Acknowledging that we can derive a recursive solution.
- Traverse the tree in pre-order or post-order way.
- And in each iteration swap its left and child and then invert its left and right subtree by calling them recursively.
Pseudo code
//post order Invert(left-subtree) Invert(right-subtree) Swap left and right subtrees. //pre order Swap left and right subtrees Invert(left-subtree) Invert(right-subtree)
Using pre-order traversal
//swap nodes
const swap = (node) => {
const { left, right} = node;
node.left = right;
node.right = left;
}
const invertBinaryTree = (root) => {
//Base case
if(root === null){
return;
}
//Swap the left subtree with right subtree
swap(root);
//Invert left subtree
invertBinaryTree(root.left);
//Invert right subtree
invertBinaryTree(root.right)
}
Input:
const preorder = (tree) => {
if(tree === null){
return;
}
console.log(tree.val);
preorder(tree.left);
preorder(tree.right);
}
function Node(val) {
this.val = val;
this.left = null;
this.right = null;
}
const tree = new Node(4);
tree.left = new Node(2);
tree.right = new Node(7);
tree.left.left = new Node(1);
tree.left.right = new Node(3);
tree.right.left = new Node(6);
tree.right.right = new Node(9);
invertBinaryTree(tree);
preorder(tree);
Output:
4 7 9 6 2 3 1
4
/ \
7 2
/ \ / \
9 6 3 1
Time complexity: O(n).
Space complexity: O(h) where h is the height of the tree.
Iterative solution.
The above recursive solution can be converted to iterative one by using queue or stack to store the nodes of the tree.
Using queue
To invert the tree iteratively,
- Perform the level order traversal using the queue.

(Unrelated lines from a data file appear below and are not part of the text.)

PR #66, opened 2015-10-26
Fix Support for EL7 and Puppet 4

trlinkin:
This PR fixes up the support for EL7 systems in a manner that works on both Puppet 3 and Puppet 4.

It does however come with the cost of no longer supporting Facter below version 1.7.0 or Puppet Enterprise below release 3.0.0, however these are old enough that this should not be a concern.

This PR does duplicate some of the work in #55 but aims to span the major Puppet versions and have coherent testing additions.


arioch:
Looking good, thanks!

PR #70, opened 2015-11-26
Fixing typo on variable substitution on sentinel.pp

### LINKED ISSUE #69: Typo on sentinel.pp on if defined
No variable substitution on:
https://github.com/arioch/puppet-redis/blob/master/manifests/sentinel.pp#L174
Because the variable was enclosed within single quotes.

I will make a PR to solve this.

marcgascon:
This gives an error when installing sentinel if you have already installed the redis-server package:
```
Duplicate declaration.....
```
**resolves #69

### DIFF
--- a/manifests/sentinel.pp
+++ b/manifests/sentinel.pp
@@ -171,7 +171,7 @@ class redis::sentinel (
 ) inherits redis::params {
   $daemonize = $::redis::daemonize
 
-  unless defined(Package['$package_name']) {
+  unless defined(Package["$package_name"]) {
     ensure_resource('package', $package_name, {
       'ensure' => $package_ensure
     })


marcgascon:
Hello I don't know why the tests are not passing with that change, but can you accept my PR @arioch?? Thanks!!

v6:
I think you have to modify the tests, @marcgascon.

v6:
// , Otherwise, it's probably a bad idea to merge this.

manifests/sentinel.pp
```diff
@@ -171,7 +171,7 @@
 ) inherits redis::params {
   $daemonize = $::redis::daemonize
 
-  unless defined(Package['$package_name']) {
+  unless defined(Package["$package_name"]) {
     ensure_resource('package', $package_name, {
```
arioch: Both ways are wrong.
This should do the trick: ```unless defined(Package[$package_name]) {```

arioch:
Merged & fixed.
Thanks!

PR #651, opened 2017-02-03
Require C++ 11 in cmake

### LINKED ISSUE #627: CMakelists.txt maybe missing definition.
**SLADE Version**: (3.1.2.alpha), current repo
**Operating System**: (Linux, Debian 8.6)

**Issue Details**:
Many similar errors when compling:
`error: â€˜nullptrâ€™ was not declared in this scope
  UDMFPropMap* map = nullptr;`

Adding this line on line 32 of src/CMakelists turns errors into warnings.
`add_definitions(-std=c++11)`

Slade does compile with many warnings, but editing CMakelists should not be needed.

matthew-mcallister:
C++11 has to be specified to compile on Debian/Unix. This works in jessie and stretch, and should work for other systems as well.

Presumably fixes #627.

### DIFF
--- a/src/CMakeLists.txt
+++ b/src/CMakeLists.txt
@@ -114,6 +114,14 @@ endif(APPLE)
 # enable SSE instructions for dumb library
 set(CMAKE_C_FLAGS "${CMAKE_C_FLAGS} -D_USE_SSE -msse")
 
+# c++14 is required to compile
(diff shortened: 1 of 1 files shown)


sirjuddington:
Should probably change this to c++14, since I'm using std::make_unique in a recent commit

matthew-mcallister:
Got it. This still compiles in jessie, which is nice.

- Store the root node in the queue and then keep on iterating the loop till the queue is not empty.
- In each iteration get the top node, swap its left and right child and then add the left and right subtree back to the queue.
const invertTreeUsingQueue = (root) => {
//Base case
if(root === null){
return;
}
//Create a queue and add the root at the top
const q = [];
q.unshift(root);
//iterate till queue has any node
while(q.length){
//get top node
const curr = q.pop();
//Swap left child with right child of the node
swap(curr);
//Push left child to the queue
if(curr.left !== null){
q.unshift(curr.left);
}
//Push right child to the queue
if(curr.right !== null){
q.unshift(curr.right);
}
}
}
Input:
const preorder = (tree) => {
if(tree === null){
return;
}
console.log(tree.val);
preorder(tree.left);
preorder(tree.right);
}
function Node(val) {
this.val = val;
this.left = null;
this.right = null;
}
const tree = new Node(4);
tree.left = new Node(2);
tree.right = new Node(7);
tree.left.left = new Node(1);
tree.left.right = new Node(3);
tree.right.left = new Node(6);
tree.right.right = new Node(9);
invertBinaryTree(tree);
preorder(tree);
Output:
4 7 9 6 2 3 1
4
/ \
7 2
/ \ / \
9 6 3 1
Using stack
We can perform the above operation using stack as well. It is like traversing the tree preorder fashion.
const invertTreeUsingStack = (root) => {
//Base case
if(root === null){
return;
}
//Create a stack and add the root node at the top
const s = [];
s.unshift(root);
//iterate till stack has any node
while(s.length){
//get top node from stack
const curr = s.shift();
//Swap left child with right child of the node
swap(curr);
//Push left child to the stack
if(curr.left !== null){
s.unshift(curr.left);
}
//Push right child to the stack
if(curr.right !== null){
s.unshift(curr.right);
}
}
}
Input:
const preorder = (tree) => {
if(tree === null){
return;
}
console.log(tree.val);
preorder(tree.left);
preorder(tree.right);
}
function Node(val) {
this.val = val;
this.left = null;
this.right = null;
}
const tree = new Node(4);
tree.left = new Node(2);
tree.right = new Node(7);
tree.left.left = new Node(1);
tree.left.right = new Node(3);
tree.right.left = new Node(6);
tree.right.right = new Node(9);
invertBinaryTree(tree);
preorder(tree);
Output:
4 7 9 6 2 3 1
4
/ \
7 2
/ \ / \
9 6 3 1
For both iterative solutions
Time complexity: O(n).
Space complexity: O(n).